[WHAT TO DO]: In the entries that follow, the first line to write out is the one containing "fixing client/contract drift", and the last is the one containing "Fixes the quick". Reproduce that stretch exactly, with nothing before or after it.

[WORKING DATA]:
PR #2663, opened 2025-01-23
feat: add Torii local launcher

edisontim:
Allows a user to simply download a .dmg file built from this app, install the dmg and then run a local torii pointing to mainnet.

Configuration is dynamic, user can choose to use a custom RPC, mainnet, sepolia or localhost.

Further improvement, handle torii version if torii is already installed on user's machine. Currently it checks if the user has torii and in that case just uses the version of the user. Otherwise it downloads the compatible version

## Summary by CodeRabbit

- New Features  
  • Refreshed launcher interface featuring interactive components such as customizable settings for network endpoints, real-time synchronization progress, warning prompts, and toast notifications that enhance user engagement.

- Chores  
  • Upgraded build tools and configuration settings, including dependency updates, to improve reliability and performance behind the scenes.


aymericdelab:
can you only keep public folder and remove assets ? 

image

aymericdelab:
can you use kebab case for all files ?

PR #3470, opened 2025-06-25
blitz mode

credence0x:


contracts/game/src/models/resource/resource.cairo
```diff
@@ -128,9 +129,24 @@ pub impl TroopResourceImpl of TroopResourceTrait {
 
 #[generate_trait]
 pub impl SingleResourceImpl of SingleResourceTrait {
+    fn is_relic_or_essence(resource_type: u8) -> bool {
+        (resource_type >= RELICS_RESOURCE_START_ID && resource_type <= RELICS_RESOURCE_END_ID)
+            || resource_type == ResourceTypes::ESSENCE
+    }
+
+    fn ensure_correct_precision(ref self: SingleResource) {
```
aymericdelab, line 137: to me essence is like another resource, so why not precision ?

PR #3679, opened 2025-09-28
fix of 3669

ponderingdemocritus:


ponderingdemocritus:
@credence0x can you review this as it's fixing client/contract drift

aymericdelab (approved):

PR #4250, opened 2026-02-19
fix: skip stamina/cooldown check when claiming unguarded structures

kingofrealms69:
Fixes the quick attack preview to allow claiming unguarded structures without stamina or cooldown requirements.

* * *

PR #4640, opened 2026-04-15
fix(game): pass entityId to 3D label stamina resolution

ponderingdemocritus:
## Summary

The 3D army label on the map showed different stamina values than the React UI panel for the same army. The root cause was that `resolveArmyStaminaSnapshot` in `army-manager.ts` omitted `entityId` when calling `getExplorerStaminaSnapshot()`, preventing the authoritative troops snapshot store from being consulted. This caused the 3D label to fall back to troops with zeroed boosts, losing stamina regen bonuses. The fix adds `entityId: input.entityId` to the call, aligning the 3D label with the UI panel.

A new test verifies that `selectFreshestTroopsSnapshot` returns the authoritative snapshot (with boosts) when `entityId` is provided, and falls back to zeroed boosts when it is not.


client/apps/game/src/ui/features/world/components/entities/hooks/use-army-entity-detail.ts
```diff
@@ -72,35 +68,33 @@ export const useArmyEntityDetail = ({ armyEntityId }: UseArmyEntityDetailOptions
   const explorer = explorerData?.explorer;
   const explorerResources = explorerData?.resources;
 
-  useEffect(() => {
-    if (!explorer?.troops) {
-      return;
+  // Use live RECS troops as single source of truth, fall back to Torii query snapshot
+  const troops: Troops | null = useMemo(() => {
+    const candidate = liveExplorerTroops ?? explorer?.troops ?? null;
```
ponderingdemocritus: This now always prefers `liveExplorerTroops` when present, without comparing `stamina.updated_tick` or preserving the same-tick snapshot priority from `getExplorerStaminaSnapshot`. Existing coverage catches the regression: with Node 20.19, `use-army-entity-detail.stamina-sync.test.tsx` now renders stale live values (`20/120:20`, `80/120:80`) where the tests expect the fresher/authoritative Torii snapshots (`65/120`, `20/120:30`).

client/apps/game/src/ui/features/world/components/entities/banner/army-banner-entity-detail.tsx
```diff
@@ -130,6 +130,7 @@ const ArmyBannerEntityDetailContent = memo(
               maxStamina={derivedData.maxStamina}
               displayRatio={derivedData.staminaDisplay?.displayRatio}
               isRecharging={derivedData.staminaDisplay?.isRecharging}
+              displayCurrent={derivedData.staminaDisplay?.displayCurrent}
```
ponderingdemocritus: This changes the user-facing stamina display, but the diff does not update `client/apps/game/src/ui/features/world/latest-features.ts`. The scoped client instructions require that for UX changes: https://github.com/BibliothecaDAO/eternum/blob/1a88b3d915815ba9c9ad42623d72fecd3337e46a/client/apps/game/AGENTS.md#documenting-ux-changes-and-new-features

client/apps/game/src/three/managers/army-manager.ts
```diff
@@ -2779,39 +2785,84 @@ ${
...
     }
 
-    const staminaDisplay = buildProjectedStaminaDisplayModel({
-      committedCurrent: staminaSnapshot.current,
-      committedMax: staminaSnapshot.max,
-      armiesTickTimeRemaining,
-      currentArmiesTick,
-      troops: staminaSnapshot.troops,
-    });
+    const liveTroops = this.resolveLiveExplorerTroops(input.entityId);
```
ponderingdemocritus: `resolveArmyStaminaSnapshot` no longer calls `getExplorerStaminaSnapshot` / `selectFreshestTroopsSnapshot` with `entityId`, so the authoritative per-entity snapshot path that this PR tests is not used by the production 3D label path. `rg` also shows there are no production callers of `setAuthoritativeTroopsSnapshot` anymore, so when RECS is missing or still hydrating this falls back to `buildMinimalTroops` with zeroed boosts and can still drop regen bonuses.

[RESPONSE FOR THIS EXERCISE]:
@credence0x can you review this as it's fixing client/contract drift

aymericdelab (approved):

PR #4250, opened 2026-02-19
fix: skip stamina/cooldown check when claiming unguarded structures

kingofrealms69:
Fixes the quick attack preview to allow claiming unguarded structures without stamina or cooldown requirements.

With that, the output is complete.